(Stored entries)
PR #1122, opened 2019-06-13
[EASY] Small patches to language tools

henryre:
Material changes:

* Remove seed-isort-config :/ . It adds new imports on the same line, which is a nightmare for merges/rebases
* Reactive flake8 F401 (unused imports)
* Add some known imports

**Test plan**
Travis? idk

### DIFF
--- a/.gitignore
+++ b/.gitignore
@@ -121,3 +121,6 @@ dmypy.json
 
 # Pyre type checker
 .pyre/
+
+# Editors
+.vscode/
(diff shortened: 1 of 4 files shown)


henryre:
The missing known_third_party imports were never added outside of `git commit`. isort is still checked in `tox -e check` and `git commit`. Order fixes happen in `tox -e fix`. Missing known_third_party imports aren't added anywhere now.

* EXERCISE REQUIREMENTS: Nothing in the entries should be skipped. Output them all exactly.

* EXERCISE ANSWER:
PR #1122, opened 2019-06-13
[EASY] Small patches to language tools

henryre:
Material changes:

* Remove seed-isort-config :/ . It adds new imports on the same line, which is a nightmare for merges/rebases
* Reactive flake8 F401 (unused imports)
* Add some known imports

**Test plan**
Travis? idk

### DIFF
--- a/.gitignore
+++ b/.gitignore
@@ -121,3 +121,6 @@ dmypy.json
 
 # Pyre type checker
 .pyre/
+
+# Editors
+.vscode/
(diff shortened: 1 of 4 files shown)


henryre:
The missing known_third_party imports were never added outside of `git commit`. isort is still checked in `tox -e check` and `git commit`. Order fixes happen in `tox -e fix`. Missing known_third_party imports aren't added anywhere now.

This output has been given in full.